Germany’s Lufthansa will continue with measures to cut costs and drive revenue even after its current restructuring programme, dubbed Score and due to run only until 2015, has ended, its outgoing chief executive said.
“We are looking at what will be done after 2015,” Christoph Franz told journalists, just a couple of weeks before he hands over the reins of Germany’s largest airline to Carsten Spohr.
Lufthansa has identified 4,000 different projects under the current Score programme, which aims to increase operating profit by €1.5 billion in 2015 when compared with 2011.
Measures range from big structural changes such as expanding its Germanwings low cost carrier to smaller measures suggested by employees, such as allowing customers to bid for business seats on Austrian Airlines in an auction process.

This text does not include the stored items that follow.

PR #987, opened 2025-01-03
fix: rewards v2 audit fixes

0xrajath:
# Motivation

As part of the Rewards v2 SigmaPrime audit, we need to tackle issue `ELSC2-07: Operators Can Lock In Current Default Split By Front-Running Changes`

# Modifications

* Moved `split <= ONE_HUNDRED_IN_BIPS` logic into common internal function : `_setOperatorSplit`
* Updated `_setOperatorSplit` and `_getOperatorSplit` for edge case of time after first split initialization, but before activation. 
* Updated tests.

# Result

Rewards v2 audit fixes.

### DIFF
--- a/src/contracts/core/RewardsCoordinator.sol
+++ b/src/contracts/core/RewardsCoordinator.sol
@@ -301,7 +301,6 @@ contract RewardsCoordinator is
         uint16 split
     ) external onlyWhenNotPaused(PAUSED_OPERATOR_AVS_SPLIT) {
         require(msg.sender == operator, "RewardsCoordinator.setOperatorAVSSplit: caller is not the operator");
-        require(split <= ONE_HUNDRED_IN_BIPS, "RewardsCoordinator.setOperatorAVSSplit: split must be <= 10000 bips");
 
         uint32 activatedAt = uint32(block.timestamp) + activationDelay;
         uint16 oldSplit = _getOperatorSplit(operatorAVSSplitBips[operator][avs]);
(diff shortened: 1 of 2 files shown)


src/contracts/core/RewardsCoordinator.sol
```diff
@@ -395,13 +393,14 @@ contract RewardsCoordinator is
...
+        require(split <= ONE_HUNDRED_IN_BIPS, "RewardsCoordinator._setOperatorSplit: split must be <= 10000 bips");
         require(
             block.timestamp > operatorSplit.activatedAt,
             "RewardsCoordinator._setOperatorSplit: earlier split not activated yet"
         );
         if (operatorSplit.activatedAt == 0) {
-            // If the operator split has not been initialized yet, set the old split to the default split.
-            operatorSplit.oldSplitBips = defaultOperatorSplitBips;
+            // If the operator split has not been initialized yet, set the old split to `type(uint16).max` as a flag.
+            operatorSplit.oldSplitBips = type(uint16).max;
```
0xrajath, line 403: Decided to go with using `type(uint16).max` instead since the Bips variable will never have that value. And also allows us to proceed without using any additional storage.

nadir-akhtar (approved):

src/test/unit/RewardsCoordinatorUnit.t.sol
```diff
@@ -595,14 +609,28 @@ contract RewardsCoordinatorUnitTests_setOperatorPISplit is RewardsCoordinatorUni
...
+        // Change default split to check if it is returned before activation
+        rewardsCoordinator.setDefaultOperatorSplit(5000);
+        // Check that the split returns the default split before activation for the first time.
+        assertEq(
+            rewardsCoordinator.defaultOperatorSplitBips(),
+            rewardsCoordinator.getOperatorPISplit(operator),
+            "Operator split is not Default split before Activation for first time"
+        );
+
         cheats.warp(activatedAt);
```
ypatil12, line 634: Can we also add a regression test for the scenario described in audit report?

0xrajath: Yup it's already there within the `testFuzz_setOperatorAVSSplitFirstTime` and  `testFuzz_setOperatorPISplitFirstTime` tests.

0xrajath: https://github.com/Layr-Labs/eigenlayer-contracts/pull/987/files#diff-1ddf2647b6d1ee196f902307ebcac00fb15be8dd0c02acd2c89ad686cc94265eR476-R485

ypatil12 (approved):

Lufthansa also plans to create joint check-in desks for its group airlines outside of their home countries and is working to reduce turnaround times for intercontinental flights.
The group wants to cut the amount of time a long-haul jet spends on the ground at airport gates to around 110 minutes from 160 minutes.
“I don’t believe we’ve squeezed all the juice out of the fruit yet,” Franz said.
Rather than being dissolved in 2015 as originally planned, the Score project team will be kept in place.
Consultants have said airlines would do better to have constant efforts to improve results, rather than just starting restructuring programmes that run for a limited time and could affect employee motivation.